Try it
Write out all of the data exactly as it appears.

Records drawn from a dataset
Issue #19, opened 2017-06-13
Compile-time cache line size detection


shintaro-iwasaki:
Now the cache line size is specified by setting the environmental variable (`ABT_CACHE_LINE_SIZE` or `ABT_ENV_CACHE_LINE_SIZE`). It imposes the runtime calculation of `gp_ABTI_global->mem_sh_size` and lengthens the critical path of ULT creation as a result (see `ABTI_mem_alloc_thread()` in `abti_mem.h`).

Cache line size should be detected and embedded into the binary at compile time.

shintaro-iwasaki:
#33 was merged.

PR #33, opened 2018-01-29
#19 Cache line size can be statically obtained on configuration.

shintaro-iwasaki:
Solve #19  It improves performance by embedding the constant.

Specifically, users can specify one of the following:
- auto: use the automatic cache line size detection. It uses 64 if all attempts fail.
- specific value (e.g., “64”): use that value.
- otherwise (default): use an environmental variable, or use 64 if it is not set.

Internally, the following command is used for Linux:
``cat /sys/devices/system/cpu/cpu0/cache/index0/coherency_line_size | grep -Po '^(\d+)$'``
I checked it on the following environments:
- Red Hat 7.4 + POWER8 ... OK
- Red Hat 7.4 + Intel Xeon ... OK
- Red Hat 7.4 + Intel Xeon Phi (KNL) ... OK
- Ubuntu 16.04 + Intel Xeon ... OK
- VMWare Ubuntu 16.04 + Intel Core i7 ... OK
- openSUSE 42.2 Arm64 (ARM Cortex 8) ... NG
Note I could not find any command working for the last environment.

For Mac, the following is used.
``sysctl -a | grep hw.cachelinesize | grep -Po '(\d+)$' | grep -Po '^(\d+)$'``
It worked on Intel Mac.

### DIFF
--- a/configure.ac
+++ b/configure.ac
@@ -193,6 +193,13 @@ AC_ARG_ENABLE([sched-sleep],
 AC_ARG_ENABLE([simple-mutex],
     AS_HELP_STRING([--enable-simple-mutex], [use a simple mutex implementation]))
 
+# --enable-static-cacheline-size
+AC_ARG_ENABLE([static-cacheline-size],
+[  --enable-static-cacheline-size@<:@=OPTS@:>@ embed cache line size at compile-time.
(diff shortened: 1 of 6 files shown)


halimamer:
test:jenkins

shintaro-iwasaki:
test:jenkins

Issue #34, opened 2018-01-29
Test fails on my laptop.


shintaro-iwasaki:
The test sometimes fails when I execute it on my laptop.
```
$ make check
...
PASS: sched_user_ws
PASS: pool_access
PASS: mutex
PASS: mutex_prio
FAIL: mutex_recursive
...
```
Specifically, it shows the following error nondeterministically:
```
$ ./mutex_recursive
lt-mutex_recursive: mutex.c:656: ABTI_mutex_wait: Assertion `rank < p_htable->num_rows' failed.
Aborted
```

It seems because my laptop has few cores.
The following seems happening.
1. `p_global->num_cores` is set to the number of cores.
https://github.com/pmodels/argobots/blob/master/src/arch/abtd_env.c#L29
2.  `p_global->max_xstreams` is (by default) set to `p_global->num_cores`.
https://github.com/pmodels/argobots/blob/master/src/arch/abtd_env.c#L82
3. `p_global->max_xstreams` is used in mutex, so this mutex can deal with at maximum the total number of cores.
https://github.com/pmodels/argobots/blob/master/src/include/abti_mutex.h#L95
4. However, test uses 4 xstreams.
https://github.com/pmodels/argobots/blob/master/test/basic/mutex_recursive.c#L11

Finished task
Issue #19, opened 2017-06-13
Compile-time cache line size detection


shintaro-iwasaki:
Now the cache line size is specified by setting the environmental variable (`ABT_CACHE_LINE_SIZE` or `ABT_ENV_CACHE_LINE_SIZE`). It imposes the runtime calculation of `gp_ABTI_global->mem_sh_size` and lengthens the critical path of ULT creation as a result (see `ABTI_mem_alloc_thread()` in `abti_mem.h`).

Cache line size should be detected and embedded into the binary at compile time.

shintaro-iwasaki:
#33 was merged.

PR #33, opened 2018-01-29
#19 Cache line size can be statically obtained on configuration.

shintaro-iwasaki:
Solve #19  It improves performance by embedding the constant.

Specifically, users can specify one of the following:
- auto: use the automatic cache line size detection. It uses 64 if all attempts fail.
- specific value (e.g., “64”): use that value.
- otherwise (default): use an environmental variable, or use 64 if it is not set.

Internally, the following command is used for Linux:
``cat /sys/devices/system/cpu/cpu0/cache/index0/coherency_line_size | grep -Po '^(\d+)$'``
I checked it on the following environments:
- Red Hat 7.4 + POWER8 ... OK
- Red Hat 7.4 + Intel Xeon ... OK
- Red Hat 7.4 + Intel Xeon Phi (KNL) ... OK
- Ubuntu 16.04 + Intel Xeon ... OK
- VMWare Ubuntu 16.04 + Intel Core i7 ... OK
- openSUSE 42.2 Arm64 (ARM Cortex 8) ... NG
Note I could not find any command working for the last environment.

For Mac, the following is used.
``sysctl -a | grep hw.cachelinesize | grep -Po '(\d+)$' | grep -Po '^(\d+)$'``
It worked on Intel Mac.

### DIFF
--- a/configure.ac
+++ b/configure.ac
@@ -193,6 +193,13 @@ AC_ARG_ENABLE([sched-sleep],
 AC_ARG_ENABLE([simple-mutex],
     AS_HELP_STRING([--enable-simple-mutex], [use a simple mutex implementation]))
 
+# --enable-static-cacheline-size
+AC_ARG_ENABLE([static-cacheline-size],
+[  --enable-static-cacheline-size@<:@=OPTS@:>@ embed cache line size at compile-time.
(diff shortened: 1 of 6 files shown)


halimamer:
test:jenkins

shintaro-iwasaki:
test:jenkins

Issue #34, opened 2018-01-29
Test fails on my laptop.


shintaro-iwasaki:
The test sometimes fails when I execute it on my laptop.
```
$ make check
...
PASS: sched_user_ws
PASS: pool_access
PASS: mutex
PASS: mutex_prio
FAIL: mutex_recursive
...
```
Specifically, it shows the following error nondeterministically:
```
$ ./mutex_recursive
lt-mutex_recursive: mutex.c:656: ABTI_mutex_wait: Assertion `rank < p_htable->num_rows' failed.
Aborted
```

It seems because my laptop has few cores.
The following seems happening.
1. `p_global->num_cores` is set to the number of cores.
https://github.com/pmodels/argobots/blob/master/src/arch/abtd_env.c#L29
2.  `p_global->max_xstreams` is (by default) set to `p_global->num_cores`.
https://github.com/pmodels/argobots/blob/master/src/arch/abtd_env.c#L82
3. `p_global->max_xstreams` is used in mutex, so this mutex can deal with at maximum the total number of cores.
https://github.com/pmodels/argobots/blob/master/src/include/abti_mutex.h#L95
4. However, test uses 4 xstreams.
https://github.com/pmodels/argobots/blob/master/test/basic/mutex_recursive.c#L11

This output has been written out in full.